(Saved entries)
----

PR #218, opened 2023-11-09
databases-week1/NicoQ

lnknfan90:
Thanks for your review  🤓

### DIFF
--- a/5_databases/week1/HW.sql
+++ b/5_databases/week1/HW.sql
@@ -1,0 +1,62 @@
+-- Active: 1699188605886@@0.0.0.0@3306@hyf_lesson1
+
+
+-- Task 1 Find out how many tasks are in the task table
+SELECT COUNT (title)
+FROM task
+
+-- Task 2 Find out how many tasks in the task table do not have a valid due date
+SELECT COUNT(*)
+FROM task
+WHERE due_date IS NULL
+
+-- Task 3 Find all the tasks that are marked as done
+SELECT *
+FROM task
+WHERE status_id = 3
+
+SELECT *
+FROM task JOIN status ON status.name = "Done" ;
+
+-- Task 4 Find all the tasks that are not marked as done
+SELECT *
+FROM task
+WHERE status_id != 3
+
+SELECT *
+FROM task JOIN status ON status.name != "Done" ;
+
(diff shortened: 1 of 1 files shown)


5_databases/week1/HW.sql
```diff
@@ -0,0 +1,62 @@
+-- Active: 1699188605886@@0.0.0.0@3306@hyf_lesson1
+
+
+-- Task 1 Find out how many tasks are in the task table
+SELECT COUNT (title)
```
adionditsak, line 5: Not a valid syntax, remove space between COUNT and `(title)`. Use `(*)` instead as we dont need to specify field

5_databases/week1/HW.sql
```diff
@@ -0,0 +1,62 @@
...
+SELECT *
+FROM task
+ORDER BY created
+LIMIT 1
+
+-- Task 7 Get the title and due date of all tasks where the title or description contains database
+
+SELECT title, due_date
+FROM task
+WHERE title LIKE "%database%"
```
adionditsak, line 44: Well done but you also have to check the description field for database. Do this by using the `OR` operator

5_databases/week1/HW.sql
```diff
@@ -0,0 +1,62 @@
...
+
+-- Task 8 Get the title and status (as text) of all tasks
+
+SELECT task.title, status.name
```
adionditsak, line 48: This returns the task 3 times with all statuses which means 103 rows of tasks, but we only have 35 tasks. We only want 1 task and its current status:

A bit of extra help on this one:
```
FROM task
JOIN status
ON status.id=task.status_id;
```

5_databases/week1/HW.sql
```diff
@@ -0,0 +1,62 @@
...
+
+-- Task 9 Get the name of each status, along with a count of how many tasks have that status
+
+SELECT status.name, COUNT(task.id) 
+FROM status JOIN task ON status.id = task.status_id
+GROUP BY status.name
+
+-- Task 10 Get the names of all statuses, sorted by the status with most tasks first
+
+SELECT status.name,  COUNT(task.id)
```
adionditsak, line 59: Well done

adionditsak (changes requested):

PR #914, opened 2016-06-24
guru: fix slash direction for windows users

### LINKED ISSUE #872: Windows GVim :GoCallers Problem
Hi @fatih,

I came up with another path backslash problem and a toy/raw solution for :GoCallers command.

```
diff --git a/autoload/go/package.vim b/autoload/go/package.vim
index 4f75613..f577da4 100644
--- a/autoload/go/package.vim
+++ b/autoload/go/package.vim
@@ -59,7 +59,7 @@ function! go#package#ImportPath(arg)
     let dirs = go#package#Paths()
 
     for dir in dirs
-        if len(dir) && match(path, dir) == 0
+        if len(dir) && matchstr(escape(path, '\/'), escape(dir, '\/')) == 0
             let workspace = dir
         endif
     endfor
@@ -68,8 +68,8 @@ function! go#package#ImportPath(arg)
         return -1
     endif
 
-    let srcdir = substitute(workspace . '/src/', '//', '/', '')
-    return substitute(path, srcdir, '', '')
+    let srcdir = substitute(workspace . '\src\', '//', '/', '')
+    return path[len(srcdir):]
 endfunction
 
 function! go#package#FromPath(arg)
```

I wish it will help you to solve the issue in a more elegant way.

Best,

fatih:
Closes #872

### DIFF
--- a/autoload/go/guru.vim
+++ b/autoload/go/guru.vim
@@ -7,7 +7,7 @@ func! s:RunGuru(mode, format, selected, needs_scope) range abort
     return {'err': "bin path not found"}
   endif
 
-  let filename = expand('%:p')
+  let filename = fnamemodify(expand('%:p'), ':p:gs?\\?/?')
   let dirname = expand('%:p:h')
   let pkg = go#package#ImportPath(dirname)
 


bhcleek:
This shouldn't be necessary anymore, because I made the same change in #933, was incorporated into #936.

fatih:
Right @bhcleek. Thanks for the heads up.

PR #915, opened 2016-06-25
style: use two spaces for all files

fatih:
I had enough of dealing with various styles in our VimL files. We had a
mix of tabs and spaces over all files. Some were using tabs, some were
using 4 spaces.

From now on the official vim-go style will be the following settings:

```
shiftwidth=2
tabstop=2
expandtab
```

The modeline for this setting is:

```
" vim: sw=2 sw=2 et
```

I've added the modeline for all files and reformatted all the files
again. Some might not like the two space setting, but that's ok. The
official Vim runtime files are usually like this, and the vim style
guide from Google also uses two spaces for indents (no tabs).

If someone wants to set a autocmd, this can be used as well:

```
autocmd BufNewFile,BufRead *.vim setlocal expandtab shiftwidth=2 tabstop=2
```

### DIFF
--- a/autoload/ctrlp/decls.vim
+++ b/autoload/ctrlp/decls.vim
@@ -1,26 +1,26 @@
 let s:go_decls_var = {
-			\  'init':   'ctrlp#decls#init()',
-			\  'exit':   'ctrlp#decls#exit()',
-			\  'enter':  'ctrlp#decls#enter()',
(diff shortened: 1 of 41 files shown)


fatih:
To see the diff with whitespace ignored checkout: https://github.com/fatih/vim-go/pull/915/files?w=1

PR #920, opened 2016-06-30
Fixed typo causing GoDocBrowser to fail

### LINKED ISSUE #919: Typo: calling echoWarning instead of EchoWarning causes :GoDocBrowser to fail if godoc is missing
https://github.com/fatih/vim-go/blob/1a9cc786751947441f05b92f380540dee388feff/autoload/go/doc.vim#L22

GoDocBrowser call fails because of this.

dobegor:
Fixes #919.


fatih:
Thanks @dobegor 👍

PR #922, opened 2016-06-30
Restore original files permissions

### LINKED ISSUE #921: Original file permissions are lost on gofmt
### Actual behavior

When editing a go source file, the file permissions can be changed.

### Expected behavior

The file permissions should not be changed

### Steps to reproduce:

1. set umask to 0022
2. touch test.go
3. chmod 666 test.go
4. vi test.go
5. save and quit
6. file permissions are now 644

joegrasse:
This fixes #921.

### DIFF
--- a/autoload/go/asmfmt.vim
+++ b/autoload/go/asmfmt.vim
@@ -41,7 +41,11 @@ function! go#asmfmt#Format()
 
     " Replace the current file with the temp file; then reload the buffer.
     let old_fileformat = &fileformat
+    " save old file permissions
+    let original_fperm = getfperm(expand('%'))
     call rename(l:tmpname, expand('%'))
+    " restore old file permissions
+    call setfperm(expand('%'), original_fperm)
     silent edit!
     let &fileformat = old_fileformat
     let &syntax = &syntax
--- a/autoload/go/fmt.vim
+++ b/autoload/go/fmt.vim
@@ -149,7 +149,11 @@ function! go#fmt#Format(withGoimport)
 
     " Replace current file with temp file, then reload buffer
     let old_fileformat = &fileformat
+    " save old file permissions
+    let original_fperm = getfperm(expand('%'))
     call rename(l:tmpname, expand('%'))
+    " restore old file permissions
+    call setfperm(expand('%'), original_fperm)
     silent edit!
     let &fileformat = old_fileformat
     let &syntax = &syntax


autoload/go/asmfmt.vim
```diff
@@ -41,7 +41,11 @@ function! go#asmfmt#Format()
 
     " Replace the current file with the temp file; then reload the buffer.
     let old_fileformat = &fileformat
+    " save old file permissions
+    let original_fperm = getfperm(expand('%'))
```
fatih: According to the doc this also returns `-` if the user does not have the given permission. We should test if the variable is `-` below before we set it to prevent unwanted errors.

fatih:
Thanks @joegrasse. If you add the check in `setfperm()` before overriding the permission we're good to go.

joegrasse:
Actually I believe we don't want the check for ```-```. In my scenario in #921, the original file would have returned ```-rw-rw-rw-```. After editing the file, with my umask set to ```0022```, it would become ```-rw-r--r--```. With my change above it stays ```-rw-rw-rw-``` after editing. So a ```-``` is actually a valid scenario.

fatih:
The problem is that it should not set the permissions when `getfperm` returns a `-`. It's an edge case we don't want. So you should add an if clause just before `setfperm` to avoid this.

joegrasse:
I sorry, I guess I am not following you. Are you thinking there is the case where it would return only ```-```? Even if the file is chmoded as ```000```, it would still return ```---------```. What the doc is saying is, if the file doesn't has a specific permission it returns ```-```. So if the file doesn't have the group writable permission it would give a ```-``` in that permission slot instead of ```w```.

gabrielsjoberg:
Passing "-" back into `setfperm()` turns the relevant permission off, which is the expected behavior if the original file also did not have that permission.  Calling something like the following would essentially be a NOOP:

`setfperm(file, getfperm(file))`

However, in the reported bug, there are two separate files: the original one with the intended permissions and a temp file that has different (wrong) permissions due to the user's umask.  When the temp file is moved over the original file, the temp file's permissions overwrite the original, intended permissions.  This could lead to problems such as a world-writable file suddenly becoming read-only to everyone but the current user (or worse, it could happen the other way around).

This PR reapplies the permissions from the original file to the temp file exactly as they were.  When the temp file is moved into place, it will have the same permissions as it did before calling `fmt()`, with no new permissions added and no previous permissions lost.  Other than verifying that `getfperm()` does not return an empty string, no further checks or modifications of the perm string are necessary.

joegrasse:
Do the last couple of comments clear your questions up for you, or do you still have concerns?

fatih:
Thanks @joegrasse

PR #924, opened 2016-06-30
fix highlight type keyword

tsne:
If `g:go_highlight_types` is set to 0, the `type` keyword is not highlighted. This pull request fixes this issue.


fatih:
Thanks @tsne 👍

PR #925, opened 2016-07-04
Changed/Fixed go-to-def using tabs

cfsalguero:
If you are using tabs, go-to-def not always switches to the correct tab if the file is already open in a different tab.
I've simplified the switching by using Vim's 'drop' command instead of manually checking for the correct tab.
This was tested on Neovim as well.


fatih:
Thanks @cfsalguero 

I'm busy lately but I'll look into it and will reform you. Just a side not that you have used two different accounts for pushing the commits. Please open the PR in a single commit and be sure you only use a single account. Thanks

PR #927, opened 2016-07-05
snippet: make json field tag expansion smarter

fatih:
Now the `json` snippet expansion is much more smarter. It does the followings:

----

WHAT YOU ARE ASKED TO DO:
Set down the lines of the records exactly, from the first one through the line containing "adionditsak, line 48: This", and add nothing else.

OUTPUT:
PR #218, opened 2023-11-09
databases-week1/NicoQ

lnknfan90:
Thanks for your review  🤓

### DIFF
--- a/5_databases/week1/HW.sql
+++ b/5_databases/week1/HW.sql
@@ -1,0 +1,62 @@
+-- Active: 1699188605886@@0.0.0.0@3306@hyf_lesson1
+
+
+-- Task 1 Find out how many tasks are in the task table
+SELECT COUNT (title)
+FROM task
+
+-- Task 2 Find out how many tasks in the task table do not have a valid due date
+SELECT COUNT(*)
+FROM task
+WHERE due_date IS NULL
+
+-- Task 3 Find all the tasks that are marked as done
+SELECT *
+FROM task
+WHERE status_id = 3
+
+SELECT *
+FROM task JOIN status ON status.name = "Done" ;
+
+-- Task 4 Find all the tasks that are not marked as done
+SELECT *
+FROM task
+WHERE status_id != 3
+
+SELECT *
+FROM task JOIN status ON status.name != "Done" ;
+
(diff shortened: 1 of 1 files shown)


5_databases/week1/HW.sql
```diff
@@ -0,0 +1,62 @@
+-- Active: 1699188605886@@0.0.0.0@3306@hyf_lesson1
+
+
+-- Task 1 Find out how many tasks are in the task table
+SELECT COUNT (title)
```
adionditsak, line 5: Not a valid syntax, remove space between COUNT and `(title)`. Use `(*)` instead as we dont need to specify field

5_databases/week1/HW.sql
```diff
@@ -0,0 +1,62 @@
...
+SELECT *
+FROM task
+ORDER BY created
+LIMIT 1
+
+-- Task 7 Get the title and due date of all tasks where the title or description contains database
+
+SELECT title, due_date
+FROM task
+WHERE title LIKE "%database%"
```
adionditsak, line 44: Well done but you also have to check the description field for database. Do this by using the `OR` operator

5_databases/week1/HW.sql
```diff
@@ -0,0 +1,62 @@
...
+
+-- Task 8 Get the title and status (as text) of all tasks
+
+SELECT task.title, status.name
```
adionditsak, line 48: This returns the task 3 times with all statuses which means 103 rows of tasks, but we only have 35 tasks. We only want 1 task and its current status:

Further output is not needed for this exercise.